I strive to live by these words because our fellow Filipinos are always worth the sacrifices, no matter how big or small, and even if our own lives are at stake.
I am a survivor of an open- heart surgery. Before the surgery, I came to know of Gawad Kalinga. At first, I was hesitant to participate in its activities because the GK site in Sta. Catalina was known to be NPA-infested. Although we had military escorts, I couldn’t help but feel scared.
But as they say, there’s always the “first step” which is the hardest, and before you know it, you’ve already gone the distance.
After joining that first GK activity, there was no more stopping for me. Late last year, I volunteered in Operation Walang Iwanan for the victims of the typhoon and earthquake in the Province.
Later, I learned more about Gawad Kalinga. I came to know their objectives, and I became part of realizing GKs goaldream by becoming an active volunteer.
Because of my rheumatic heart disease/mitral stenosis, my family and friends were always scared something bad might happen to me during one of our activities. But what keeps me going is what Ninoy had said.
I had vowed to myself then that I will continue to serve others, even if it will cost me my life so that others may live a better life.

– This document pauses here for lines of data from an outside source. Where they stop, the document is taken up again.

PR #6406, opened 2024-09-18
fix: OPTIC-1120: Draft lead time incorrectly calculated which can cause annotation lead time to be wrong

bmartel:

_(check all that apply)_
- [ ] Product design
- [ ] Backend (Database)
- [ ] Backend (API)
- [X] Frontend

When the current annotation would be a draft, based on the logic previously there it would assign total accumulated leadTime to both the current draft and any annotations. There was a point in time where the draft and annotation would be loaded into state, and the calculation made here would not properly factor in that drafts accumulate and eventually add the current running total of the draft over to the annotation once submitted. Because of this, we would end up doubling the value stored each time a draft would be saved, and once applied to the annotation.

Some might find this principle stupid, maybe because they believe we can never be modern-day heroes. Or that I need to save my own life first before saving others. Does it mean then that I should be centered on myself, to always think that I am sick, and that I can’t be of help to others?
I know there is something that I can do to help. I find it really hard to stop from being a volunteer because honestly, the work at GK is addicting. The smile in the faces of the people we are able to help is very refreshing. I never realized that helping others can be this addicting.
I can’t help myself but be present in most of the GK activities even when sometimes I don’t feel well, or I didn’t get enough sleep. Then one day, it hit me. With all of these routines, I might not live long. I said to myself, I’m not afraid to die anyway. Because I have learned to communicate with God again, I have learned to be thankful of the blessings that I receive, and because GK has given me a sense of fulfillment.